▶ **What you have to do**
In the entries below, how many lines contain "wrong"? Answer with the number and nothing else.

▶ **Task inputs**
PR #181, opened 2026-07-14
fix(test): resolve react-icons and styled-components to preact/compat in tests

### LINKED ISSUE #177: react-icons and styled-components break under the preact/happy-dom test stack
## Context

While adding component tests for the overlay error tile and control-UI error badge (#158, PR #176), rendering the app's actual `react-icons` and `styled-components` elements under this repo's test stack (`preact` + `preact/compat` aliasing + `happy-dom`) turned out to be broken:

1. **`react-icons`**: any icon component (e.g. `FaExclamationTriangle` from `react-icons/fa`) throws when rendered:
   ```
   TypeError: Cannot add property __, object is not extensible
       at type ../../node_modules/preact/src/diff/children.js:219:15
   ```
   `react-icons`' `IconBase` renders through `IconContext.Consumer` (a `React.createElement`-based render-prop pattern via the `react` → `preact/compat` alias). This crashes regardless of `preact/compat` being preloaded, and regardless of whether `render`/`createElement` come from `preact` or `preact/compat`.

2. **`styled-components`**: any `styled.div`-produced element renders with a garbled `tagName` instead of `DIV`. E.g. a `Box = styled.div\`...\`` rendered as `<Box />` ends up as an element whose `tagName` is the generated CSS selector (`.SC-BDVVNZ`) rather than `DIV`. `Box` itself is a `React.forwardRef`-shaped object (`$$typeof: Symbol(react.forward_ref)`) matching preact/compat's own `forwardRef` symbol, but something in the render pipeline still resolves the element's tag incorrectly.

Both reproduce identically whether the environment is `happy-dom` or `jsdom` (jsdom throws `InvalidCharacterError: ".sc-bdvvNz" did not match the QName production`, confirming an invalid tag name is genuinely being passed to `document.createElement`, not a lenient-DOM quirk). Neither issue reproduces in the real app (Electron/browser render) - only in this specific `vitest` + `preact` (non-React) test harness.

## Impact

Any future component test that renders a `react-icons` icon or a `styled-components` element directly will hit this. The two new test files added in PR #176 work around it by:
- `vi.mock`-ing the relevant `react-icons/*` imports with stub components
- Avoiding tag-name/CSS-selector-based DOM queries (e.g. using `element.parentElement` instead of `element.closest('div')`, and asserting on `className`/attributes/`textContent` rather than `tagName`)

This is a workable pattern for now, but it's easy to rediscover this the hard way (confusing `TypeError`/`InvalidCharacterError` with no obvious cause) and it silently limits what a component test can assert (e.g. can't verify an element renders as a real `<div>`).

## Suggested solution

Investigate the root cause - likely a version mismatch or missing preact/compat shim for one of:
- `react-icons`' `IconContext.Consumer` pattern under preact's non-compat internal diffing
- `styled-components` v6's `forwardRef`-based component resolution under preact/compat

Options to explore:
- Pin/bump `preact`, `preact/compat`, `styled-components`, or `react-icons` to versions known to interoperate correctly in tests
- Add an explicit compat shim/setup (beyond the existing `import 'preact/compat'` in `streamwall-control-ui/src/test-setup.ts`)
- If unfixable within a reasonable window, document the workaround (mock icons, avoid tag-based queries) in a testing guide so future contributors don't have to rediscover it

## Where to look

- `packages/streamwall-control-ui/vitest.config.ts` and `src/test-setup.ts` (existing preact/compat + happy-dom setup)
- `packages/streamwall/vitest.config.ts` (new, added in PR #176, same alias/jsx approach)
- Reproduction: render any `react-icons/fa` icon, or any `styled.div`-based component, directly via `preact`'s `render()` in a `happy-dom` or `jsdom` test environment.

NilsR0711:
## Problem

`react-icons` and `styled-components` break when rendered directly under this repo's `vitest` + `preact` (non-React) + `happy-dom` component test stack:

- `react-icons` (e.g. `FaExclamationTriangle`) throws `TypeError: Cannot add property __, object is not extensible` from Preact's reconciler.
- `styled-components` (e.g. `styled.div`) renders elements with their generated CSS class name as the DOM tag (`.sc-bdvvNz`) instead of the real tag (`DIV`).

Neither reproduces in the real Electron/browser app - only under this test harness. The tests added in #176 worked around both by mocking `react-icons` and avoiding tag-based DOM queries.

## Root cause

`vitest.config.ts` aliases `react`/`react-dom` to `preact/compat` so these libraries pick up Preact instead of React at runtime. But `react-icons` and `styled-components` each ship both a CJS build and an ESM build:

- Their **CJS build**'s internal `require('react')` is resolved as an opaque external module by vitest's SSR-like module runner, which bypasses `resolve.alias` entirely.
- Their **ESM build**'s `import ... from 'react'` goes through Vite's resolver, which correctly honors the alias.

Under the existing config, vitest was loading the CJS build for both packages, so they resolved the real `react` package - installed automatically as their npm peer dependency - instead of `preact/compat`. That's what caused the crash (a frozen React element hitting Preact's non-compat reconciler) and the wrong-tag rendering (styled-components' `forwardRef`/`$$typeof` interop checks - see [styled-components#5736](https://github.com/styled-components/styled-components/pull/5736) - never got a chance to run against a `preact/compat`-shaped component).

## Fix

In both `packages/streamwall/vitest.config.ts` and `packages/streamwall-control-ui/vitest.config.ts`:

- `resolve.mainFields: ['browser', 'module', 'main']` makes Vite prefer `react-icons`'/`styled-components`' ESM/browser builds.
- `test.server.deps.inline: [/react-icons/, /styled-components/]` forces both through Vite's transform pipeline instead of being loaded as opaque external CJS modules, so their ESM `import` specifiers actually resolve through the `react` alias.

One residual gap: `svg-loaders-react` (used via `styled(TailSpin)` in `OverlayViewTile`, for the loading spinner) ships CJS only, with no ESM build for this fix to route through - it still resolves real `react` and still crashes. It's mocked in `OverlayViewTile.test.tsx` the same way `react-icons` used to be, since there's no ESM build to redirect through the alias.

## Testing

- Added `packages/streamwall-control-ui/src/preactCompatInterop.test.tsx`, a focused regression test that renders a real (unmocked) `react-icons` icon and a real `styled-components` element and asserts the actual rendered DOM (a real `<svg>`, and the real `DIV` tag) - verified red (fails without the config fix) before green (passes with it).
- Removed the `vi.mock('react-icons/...')` workarounds from `GridPreviewBox.test.tsx` and `OverlayViewTile.test.tsx` now that the underlying resolution is fixed, switching their assertions from a mock-only `data-icon` attribute to querying the real rendered `<svg>` / DOM tag - this also gives the styled-components error badge wrapper a genuine tag-name assertion, which wasn't previously possible per the issue.
- Full workspace test suite (`npm run test --workspaces`), `npm run typecheck --workspaces`, and `npm run lint` all pass.

## Risks / breaking changes

None expected - this is test-tooling only (`vitest.config.ts` in the two Preact packages, plus the two test files); no production code paths change.

Closes #177

### DIFF
--- a/packages/streamwall-control-ui/src/GridPreviewBox.test.tsx
+++ b/packages/streamwall-control-ui/src/GridPreviewBox.test.tsx
@@ -1,20 +1,8 @@
 import Color from 'color'
 import { render } from 'preact'
 import { act } from 'preact/test-utils'
-import { afterEach, describe, expect, test, vi } from 'vitest'
+import { afterEach, describe, expect, test } from 'vitest'
 import { GridPreviewBox } from './index.tsx'
-
-// react-icons renders through preact/compat's Context.Consumer, which
-// currently crashes under this package's happy-dom test environment
-// (unrelated to the markup under test here) - stub the icon out so the
-// component's own rendering logic can be exercised in isolation.
-vi.mock('react-icons/fa', () => ({
-  FaExclamationTriangle: () => <i data-icon="warning" />,
-}))
-vi.mock('react-icons/md', () => ({
-  MdOutlineStayCurrentLandscape: () => null,
-  MdOutlineStayCurrentPortrait: () => null,
-}))
 
 let container: HTMLDivElement | undefined
 
@@ -62,7 +50,8 @@ describe('GridPreviewBox', () => {
       errorReason: 'Connection lost',
     })
 
-    const badge = box.querySelector('[data-icon="warning"]')?.parentElement
+    const badge = box.querySelector('svg')?.parentElement
+    expect(badge?.tagName).toBe('DIV')
     expect(badge?.textContent).toContain('Connection lost')
     expect(badge?.getAttribute('title')).toBe('Connection lost')
   })
@@ -73,7 +62,7 @@ describe('GridPreviewBox', () => {
       errorReason: null,
     })
 
-    const badge = box.querySelector('[data-icon="warning"]')?.parentElement
+    const badge = box.querySelector('svg')?.parentElement
     expect(badge?.textContent).toContain('Stream error')
     expect(badge?.hasAttribute('title')).toBe(false)
   })
@@ -81,7 +70,7 @@ describe('GridPreviewBox', () => {
   test('does not render the error badge for a non-error view', () => {
     const box = renderBox({ isError: false })
 
-    expect(box.querySelector('[data-icon="warning"]')).toBeNull()
+    expect(box.querySelector('svg')).toBeNull()
   })
 
   test('marks the info panel as small so the reason text collapses on small cells', () => {
--- a/packages/streamwall-control-ui/src/preactCompatInterop.test.tsx
+++ b/packages/streamwall-control-ui/src/preactCompatInterop.test.tsx
@@ -1,0 +1,45 @@
+// @vitest-environment happy-dom
+import { render } from 'preact'
+import { act } from 'preact/test-utils'
+import { FaExclamationTriangle } from 'react-icons/fa'
+import styled from 'styled-components'
+import { afterEach, describe, expect, test } from 'vitest'
+
+// Regression test for https://github.com/NilsR0711/streamwall/issues/177:
+// react-icons and styled-components must resolve `react` to `preact/compat`
+// (see vitest.config.ts) rather than the real `react` package that npm
+// installs as their peer dependency, or rendering either throws / produces
+// the wrong DOM tag.
+
+const Box = styled.div`
+  color: red;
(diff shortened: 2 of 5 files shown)


NilsR0711:
Filed a follow-up for the one residual gap this PR doesn't reach: #182 (`svg-loaders-react` has no ESM build, so `styled(TailSpin)` in `OverlayViewTile` still can't resolve `preact/compat` and stays mocked in `OverlayViewTile.test.tsx`).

▶ **Response to the exercise**
2